Collected data entries:
———

PR #26526, opened 2021-10-15
Updates Sample of cs0675

bschaeublin:
Hi there!

This updated sample fixes #26409.


BillWagner (approved):
Thanks for submitting this fix @bschaeublin  We appreciate it! 

I've reviewed this change, and I'll :shipit: now. You should see the changes on the live site in the next day or two on our regular publishing cycle.

Thanks again!

PR #26539, opened 2021-10-15
FileStream locks on Unix

### LINKED ISSUE #26529: [Breaking change]: On Linux, opening a file without `FileAccess.Write` then locking it, will now lock it with a shared lock
### Description

On Unix, when the user opens a file using `FileStream`, only with a read-only `FileAccess` permission (no `FileAccess.Write`), and then attempts to lock a region of the file using `FileStream.Lock`, the operation should succeed because the file will be locked with a shared or read lock.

———

Your answer should consist of every record, printed exactly as given.

PR #26526, opened 2021-10-15
Updates Sample of cs0675

bschaeublin:
Hi there!

This updated sample fixes #26409.


BillWagner (approved):
Thanks for submitting this fix @bschaeublin  We appreciate it! 

I've reviewed this change, and I'll :shipit: now. You should see the changes on the live site in the next day or two on our regular publishing cycle.

Thanks again!

PR #26539, opened 2021-10-15
FileStream locks on Unix

### LINKED ISSUE #26529: [Breaking change]: On Linux, opening a file without `FileAccess.Write` then locking it, will now lock it with a shared lock
### Description

On Unix, when the user opens a file using `FileStream`, only with a read-only `FileAccess` permission (no `FileAccess.Write`), and then attempts to lock a region of the file using `FileStream.Lock`, the operation should succeed because the file will be locked with a shared or read lock.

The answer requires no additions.